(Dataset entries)
++++++

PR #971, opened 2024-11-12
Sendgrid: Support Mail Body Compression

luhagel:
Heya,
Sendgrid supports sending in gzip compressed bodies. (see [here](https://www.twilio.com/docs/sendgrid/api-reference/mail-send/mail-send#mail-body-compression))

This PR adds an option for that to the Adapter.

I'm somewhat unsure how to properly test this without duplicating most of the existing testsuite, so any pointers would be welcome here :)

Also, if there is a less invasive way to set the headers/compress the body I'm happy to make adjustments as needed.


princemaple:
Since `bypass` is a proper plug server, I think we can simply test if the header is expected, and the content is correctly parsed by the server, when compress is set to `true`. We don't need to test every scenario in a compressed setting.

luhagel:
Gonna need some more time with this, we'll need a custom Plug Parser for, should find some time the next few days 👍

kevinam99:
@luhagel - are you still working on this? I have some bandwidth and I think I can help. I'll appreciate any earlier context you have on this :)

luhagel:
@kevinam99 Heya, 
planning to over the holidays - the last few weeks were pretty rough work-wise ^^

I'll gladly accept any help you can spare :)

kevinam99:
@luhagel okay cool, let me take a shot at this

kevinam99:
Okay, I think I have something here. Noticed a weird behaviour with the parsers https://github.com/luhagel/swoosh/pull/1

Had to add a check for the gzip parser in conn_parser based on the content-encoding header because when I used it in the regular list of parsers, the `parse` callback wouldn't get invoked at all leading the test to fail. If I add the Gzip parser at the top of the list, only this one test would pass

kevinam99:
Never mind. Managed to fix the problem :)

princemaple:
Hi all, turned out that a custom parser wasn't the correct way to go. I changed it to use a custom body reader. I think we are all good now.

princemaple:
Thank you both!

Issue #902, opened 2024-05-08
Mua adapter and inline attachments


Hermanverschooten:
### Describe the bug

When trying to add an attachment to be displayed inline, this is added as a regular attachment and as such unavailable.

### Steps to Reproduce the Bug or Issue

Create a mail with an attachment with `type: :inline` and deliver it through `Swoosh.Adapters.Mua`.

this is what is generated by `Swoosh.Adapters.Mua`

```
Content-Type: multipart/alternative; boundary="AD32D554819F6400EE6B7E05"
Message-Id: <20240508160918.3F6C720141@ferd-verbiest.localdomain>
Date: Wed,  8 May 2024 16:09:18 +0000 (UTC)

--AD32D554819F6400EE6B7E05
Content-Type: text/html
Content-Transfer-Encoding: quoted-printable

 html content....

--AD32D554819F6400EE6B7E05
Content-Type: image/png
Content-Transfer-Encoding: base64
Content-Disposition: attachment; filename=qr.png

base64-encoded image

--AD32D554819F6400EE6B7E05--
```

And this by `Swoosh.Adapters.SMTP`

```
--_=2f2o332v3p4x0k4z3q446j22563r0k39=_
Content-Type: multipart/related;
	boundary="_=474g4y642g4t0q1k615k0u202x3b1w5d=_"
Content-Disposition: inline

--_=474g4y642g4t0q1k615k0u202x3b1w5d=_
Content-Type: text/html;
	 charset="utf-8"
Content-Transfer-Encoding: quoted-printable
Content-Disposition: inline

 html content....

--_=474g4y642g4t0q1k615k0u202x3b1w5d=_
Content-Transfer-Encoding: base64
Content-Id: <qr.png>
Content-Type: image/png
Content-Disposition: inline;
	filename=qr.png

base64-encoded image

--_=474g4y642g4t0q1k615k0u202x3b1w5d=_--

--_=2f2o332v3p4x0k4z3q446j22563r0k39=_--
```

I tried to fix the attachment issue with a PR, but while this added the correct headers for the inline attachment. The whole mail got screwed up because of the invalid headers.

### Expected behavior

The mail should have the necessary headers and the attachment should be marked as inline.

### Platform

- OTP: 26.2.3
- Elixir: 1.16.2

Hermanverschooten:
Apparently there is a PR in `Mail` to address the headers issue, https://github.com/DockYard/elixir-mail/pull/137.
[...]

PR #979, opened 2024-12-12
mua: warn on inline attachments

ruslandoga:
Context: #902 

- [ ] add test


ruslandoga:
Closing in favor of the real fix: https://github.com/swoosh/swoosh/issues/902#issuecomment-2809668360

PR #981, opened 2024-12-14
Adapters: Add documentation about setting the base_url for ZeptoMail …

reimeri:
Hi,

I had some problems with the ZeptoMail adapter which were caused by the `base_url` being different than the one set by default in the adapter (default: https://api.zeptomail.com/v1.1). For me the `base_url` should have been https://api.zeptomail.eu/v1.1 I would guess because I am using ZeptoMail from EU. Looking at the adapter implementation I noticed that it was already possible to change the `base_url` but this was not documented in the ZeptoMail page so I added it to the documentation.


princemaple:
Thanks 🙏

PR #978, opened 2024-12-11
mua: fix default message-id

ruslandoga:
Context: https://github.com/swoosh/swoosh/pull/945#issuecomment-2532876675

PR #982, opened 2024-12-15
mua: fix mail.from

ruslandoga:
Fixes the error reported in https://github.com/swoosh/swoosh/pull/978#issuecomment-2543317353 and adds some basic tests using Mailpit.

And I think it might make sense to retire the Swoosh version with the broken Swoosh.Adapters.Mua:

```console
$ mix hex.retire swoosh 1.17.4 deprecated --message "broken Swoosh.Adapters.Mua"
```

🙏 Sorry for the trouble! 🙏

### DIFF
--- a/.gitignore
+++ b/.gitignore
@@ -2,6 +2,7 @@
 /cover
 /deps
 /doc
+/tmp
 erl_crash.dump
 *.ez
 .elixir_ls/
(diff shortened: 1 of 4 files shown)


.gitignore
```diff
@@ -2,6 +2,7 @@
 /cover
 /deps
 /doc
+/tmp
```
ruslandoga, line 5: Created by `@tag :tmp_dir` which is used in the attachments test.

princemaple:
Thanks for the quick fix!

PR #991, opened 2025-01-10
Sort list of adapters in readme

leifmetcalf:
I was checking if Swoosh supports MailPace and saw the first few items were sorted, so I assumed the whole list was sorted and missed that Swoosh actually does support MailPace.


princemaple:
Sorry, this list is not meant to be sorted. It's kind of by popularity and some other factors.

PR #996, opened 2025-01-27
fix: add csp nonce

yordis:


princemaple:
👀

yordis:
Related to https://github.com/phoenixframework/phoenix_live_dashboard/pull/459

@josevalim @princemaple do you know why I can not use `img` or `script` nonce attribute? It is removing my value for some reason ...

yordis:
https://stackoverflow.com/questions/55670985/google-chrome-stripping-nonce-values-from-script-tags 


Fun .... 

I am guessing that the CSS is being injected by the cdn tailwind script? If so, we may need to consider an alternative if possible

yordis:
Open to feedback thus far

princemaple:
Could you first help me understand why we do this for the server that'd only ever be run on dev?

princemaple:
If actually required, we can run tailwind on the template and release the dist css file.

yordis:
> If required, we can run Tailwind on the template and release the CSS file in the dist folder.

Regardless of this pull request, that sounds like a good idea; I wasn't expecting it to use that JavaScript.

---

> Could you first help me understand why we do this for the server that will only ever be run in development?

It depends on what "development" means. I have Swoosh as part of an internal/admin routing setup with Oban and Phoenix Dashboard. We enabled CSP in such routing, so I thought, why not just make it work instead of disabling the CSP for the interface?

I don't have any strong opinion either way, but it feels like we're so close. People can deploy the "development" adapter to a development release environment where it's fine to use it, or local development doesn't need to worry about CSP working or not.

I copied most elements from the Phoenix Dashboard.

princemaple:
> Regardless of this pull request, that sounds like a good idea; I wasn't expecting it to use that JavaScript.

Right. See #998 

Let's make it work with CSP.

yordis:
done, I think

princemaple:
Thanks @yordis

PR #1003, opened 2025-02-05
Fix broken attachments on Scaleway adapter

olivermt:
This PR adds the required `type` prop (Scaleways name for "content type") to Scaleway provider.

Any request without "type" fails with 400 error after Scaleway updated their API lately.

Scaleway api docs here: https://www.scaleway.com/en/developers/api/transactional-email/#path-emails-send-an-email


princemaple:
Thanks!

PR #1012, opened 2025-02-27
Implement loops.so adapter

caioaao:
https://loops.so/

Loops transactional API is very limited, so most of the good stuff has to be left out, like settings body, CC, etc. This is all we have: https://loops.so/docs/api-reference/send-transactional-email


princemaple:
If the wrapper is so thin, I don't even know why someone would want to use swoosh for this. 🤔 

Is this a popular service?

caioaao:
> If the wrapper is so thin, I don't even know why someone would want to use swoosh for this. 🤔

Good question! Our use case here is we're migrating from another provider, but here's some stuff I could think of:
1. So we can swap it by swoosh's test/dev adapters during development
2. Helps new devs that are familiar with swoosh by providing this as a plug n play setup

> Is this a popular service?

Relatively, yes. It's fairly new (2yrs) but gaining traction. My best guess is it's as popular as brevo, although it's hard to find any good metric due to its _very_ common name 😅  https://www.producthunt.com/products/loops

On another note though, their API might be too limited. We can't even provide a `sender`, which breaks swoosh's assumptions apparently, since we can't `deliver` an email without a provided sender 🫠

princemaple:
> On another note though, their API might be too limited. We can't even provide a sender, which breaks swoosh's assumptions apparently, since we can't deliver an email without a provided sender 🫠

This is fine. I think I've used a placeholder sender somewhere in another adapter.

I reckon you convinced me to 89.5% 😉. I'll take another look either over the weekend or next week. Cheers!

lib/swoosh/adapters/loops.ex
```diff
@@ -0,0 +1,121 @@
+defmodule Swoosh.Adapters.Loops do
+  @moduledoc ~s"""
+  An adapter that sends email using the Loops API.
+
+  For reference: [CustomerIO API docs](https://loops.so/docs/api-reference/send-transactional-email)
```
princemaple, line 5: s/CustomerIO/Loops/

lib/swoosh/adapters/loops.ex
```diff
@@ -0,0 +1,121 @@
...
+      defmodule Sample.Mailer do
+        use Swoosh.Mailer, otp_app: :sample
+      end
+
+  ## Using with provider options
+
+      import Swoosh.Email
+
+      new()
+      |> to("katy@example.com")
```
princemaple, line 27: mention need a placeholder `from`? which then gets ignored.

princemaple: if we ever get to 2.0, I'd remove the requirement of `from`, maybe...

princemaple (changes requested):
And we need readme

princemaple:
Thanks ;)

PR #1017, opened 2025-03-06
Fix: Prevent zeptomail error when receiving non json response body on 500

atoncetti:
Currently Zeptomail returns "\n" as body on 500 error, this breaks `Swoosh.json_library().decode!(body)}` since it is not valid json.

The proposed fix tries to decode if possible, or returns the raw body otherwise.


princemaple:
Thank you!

++++++

* **EXERCISE BRIEF**:
The line containing "### Describe the bug" marks the end: copy exactly every line from the top of the data above down to it, that line included.

* **TASK OUTPUT**:
PR #971, opened 2024-11-12
Sendgrid: Support Mail Body Compression

luhagel:
Heya,
Sendgrid supports sending in gzip compressed bodies. (see [here](https://www.twilio.com/docs/sendgrid/api-reference/mail-send/mail-send#mail-body-compression))

This PR adds an option for that to the Adapter.

I'm somewhat unsure how to properly test this without duplicating most of the existing testsuite, so any pointers would be welcome here :)

Also, if there is a less invasive way to set the headers/compress the body I'm happy to make adjustments as needed.


princemaple:
Since `bypass` is a proper plug server, I think we can simply test if the header is expected, and the content is correctly parsed by the server, when compress is set to `true`. We don't need to test every scenario in a compressed setting.

luhagel:
Gonna need some more time with this, we'll need a custom Plug Parser for, should find some time the next few days 👍

kevinam99:
@luhagel - are you still working on this? I have some bandwidth and I think I can help. I'll appreciate any earlier context you have on this :)

luhagel:
@kevinam99 Heya, 
planning to over the holidays - the last few weeks were pretty rough work-wise ^^

I'll gladly accept any help you can spare :)

kevinam99:
@luhagel okay cool, let me take a shot at this

kevinam99:
Okay, I think I have something here. Noticed a weird behaviour with the parsers https://github.com/luhagel/swoosh/pull/1

Had to add a check for the gzip parser in conn_parser based on the content-encoding header because when I used it in the regular list of parsers, the `parse` callback wouldn't get invoked at all leading the test to fail. If I add the Gzip parser at the top of the list, only this one test would pass

kevinam99:
Never mind. Managed to fix the problem :)

princemaple:
Hi all, turned out that a custom parser wasn't the correct way to go. I changed it to use a custom body reader. I think we are all good now.

princemaple:
Thank you both!

Issue #902, opened 2024-05-08
Mua adapter and inline attachments


Hermanverschooten:
### Describe the bug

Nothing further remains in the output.